— What this task involves —
Give back the data in full, with every line exact.

[Dataset extract]

PR #3977, opened 2022-12-20
Fix nightly NumPy cron job, add numpy 1.25-dev0 fixes

IAlibay:
Towards #3980 

 - Fixes cron job against nightly wheels
 - Fixes array comparison in streamlines_3D

PR Checklist
------------
 - [x] Tests?
 - Docs?
 - [x] CHANGELOG updated?
 - Issue raised/referenced?

### DIFF
--- a/.github/workflows/gh-ci-cron.yaml
+++ b/.github/workflows/gh-ci-cron.yaml
@@ -38,29 +38,16 @@ jobs:
       with:
         os-type: "ubuntu"
 
-    - name: setup_miniconda
-      uses: conda-incubator/setup-miniconda@v2
+    - uses: actions/setup-python@v4
       with:
-        python-version: 3.9
-        auto-update-conda: true
-        channel-priority: flexible
-        channels: conda-forge, bioconda
-        mamba-version: "*"
-        add-pip-as-python-dependency: true
-        architecture: x64
+        python-version: ${{ matrix.python-version }}
 
     - name: install_dev_versions
       run: |
         python -m pip install -i https://pypi.anaconda.org/scipy-wheels-nightly/simple numpy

[/Dataset extract]

— Result of this exercise —
PR #3977, opened 2022-12-20
Fix nightly NumPy cron job, add numpy 1.25-dev0 fixes

IAlibay:
Towards #3980 

 - Fixes cron job against nightly wheels
 - Fixes array comparison in streamlines_3D

PR Checklist
------------
 - [x] Tests?
 - Docs?
 - [x] CHANGELOG updated?
 - Issue raised/referenced?

### DIFF
--- a/.github/workflows/gh-ci-cron.yaml
+++ b/.github/workflows/gh-ci-cron.yaml
@@ -38,29 +38,16 @@ jobs:
       with:
         os-type: "ubuntu"
 
-    - name: setup_miniconda
-      uses: conda-incubator/setup-miniconda@v2
+    - uses: actions/setup-python@v4
       with:
-        python-version: 3.9
-        auto-update-conda: true
-        channel-priority: flexible
-        channels: conda-forge, bioconda
-        mamba-version: "*"
-        add-pip-as-python-dependency: true
-        architecture: x64
+        python-version: ${{ matrix.python-version }}
 
     - name: install_dev_versions
       run: |
         python -m pip install -i https://pypi.anaconda.org/scipy-wheels-nightly/simple numpy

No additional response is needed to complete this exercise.